Segment Start: EXCERPTED DATA

PR #8147, opened 2019-03-04
Don't auto include MVC in all samples

davidfowl:
- Turn of assembly info generation by default in samples
- This stops solutions from building that don't have MVC
- It slows the build of projects that don't need MVC down

PS: It's likely we'll need to turn this on for same of the MVC samples? We'll find out 😄

### DIFF
--- a/eng/Workarounds.props
+++ b/eng/Workarounds.props
@@ -12,6 +12,11 @@
     <_ProjectExtensionsWereImported>true</_ProjectExtensionsWereImported>
     <WixTargetsPath>$(WixInstallPath)\wix2010.targets</WixTargetsPath>
   </PropertyGroup>
+  
+  <PropertyGroup>
+    <!-- Required because the Razor SDK will generate attributes -->
+    <GenerateRazorAssemblyInfo Condition="'$(UsingMicrosoftNETSdkWeb)' == 'true' AND '$(GenerateRazorAssemblyInfo)' == ''">false</GenerateRazorAssemblyInfo>
+  </PropertyGroup>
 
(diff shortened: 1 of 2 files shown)


eng/Workarounds.props
```diff
@@ -12,6 +12,11 @@
     <_ProjectExtensionsWereImported>true</_ProjectExtensionsWereImported>
     <WixTargetsPath>$(WixInstallPath)\wix2010.targets</WixTargetsPath>
   </PropertyGroup>
+  
+  <PropertyGroup>
+    <!-- Required because the Razor SDK will generate attributes -->
+    <GenerateRazorAssemblyInfo Condition="'$(UsingMicrosoftNETSdkWeb)' == 'true' AND '$(GenerateRazorAssemblyInfo)' == ''">false</GenerateRazorAssemblyInfo>
```
davidfowl: I tried adding `AND '$(TargetFrameworkIdentifier)' == '.NETCoreApp'` but it wasn't working. Likely something to do with a variable not being evaluated yet...

davidfowl:
Trying to find a way to set GenerateRazorAssemblyInfo if there's a reference to MVC but my msbuild fu is failing me.

dougbu:
@davidfowl [item functions](https://docs.microsoft.com/en-us/visualstudio/msbuild/item-functions?view=vs-2019) should do the trick. I'm thinking of `@(ReferencePath)` items and a function like `@(MyItem->AnyHaveMetadataValue("MetadataName", "MetadataValue"))`.

Might need to play a bit with bin logs to choose the best metadata to check and the expected value.

rynowak:
Yeah I would deffo expect this to break stuff. You'll have to opt into this in the MVC-using projects. Those failures will be hard to chase down, because they will be things like runtime compilation not working, or views not loading.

Segment End: EXCERPTED DATA

◆ **PROBLEM DETAILS**
Check every line of the entries above, and copy those that carry the string "davidfowl".

◆ **ANSWER BOX**
davidfowl:
davidfowl: I tried adding `AND '$(TargetFrameworkIdentifier)' == '.NETCoreApp'` but it wasn't working. Likely something to do with a variable not being evaluated yet...
davidfowl:
@davidfowl [item functions](https://docs.microsoft.com/en-us/visualstudio/msbuild/item-functions?view=vs-2019) should do the trick. I'm thinking of `@(ReferencePath)` items and a function like `@(MyItem->AnyHaveMetadataValue("MetadataName", "MetadataValue"))`.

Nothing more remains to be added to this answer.